## EXERCISE DETAILS
The lines to repeat run from the one containing "--- a/store/multiversion/memiterator.go" through the last line of the records below; repeat them exactly and give nothing more.

## SUPPLIED DATA
-----

PR #337, opened 2023-10-19
[occ] Iterateset tracking and validation implementation

udpatil:
This implements a tracked iterator that is used to keep track of keys that have been iterated, and to also save metadata about the iteration for LATER validation. The iterator will be replayed and if there are any new keys / any keys missing within the iteration range, it will fail validation. the actual values served by the iterator are covered by readset validation. 

Additionally, the early stop behavior allows the iterateset to ONLY be sensitive to changes to the keys available WITHIN the iteration range. In the event that we perform iteration, and THEN write a key within the range of iteration, this will not fail iteration because we take a snapshot of the mvkv writeset at the moment of iteration, so when we replay the iterator, we populate that iterator with the writeset at that time, so we appropriately replicate the iterator behavior.

In the case that we encounter an ESTIMATE, we have to terminate the iterator validation and mark it as failed because it is impossible to know whether that ESTIMATE represents a value change or a delete, since the latter, will affect the keys available for iteration.

This change also implements handlers that iterators receive for updating readset and iterateset in the `mvkv`

Unit tests for various iteration scenarios

### DIFF
--- a/store/multiversion/memiterator.go
+++ b/store/multiversion/memiterator.go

-----

## EXERCISE ANSWER
--- a/store/multiversion/memiterator.go
+++ b/store/multiversion/memiterator.go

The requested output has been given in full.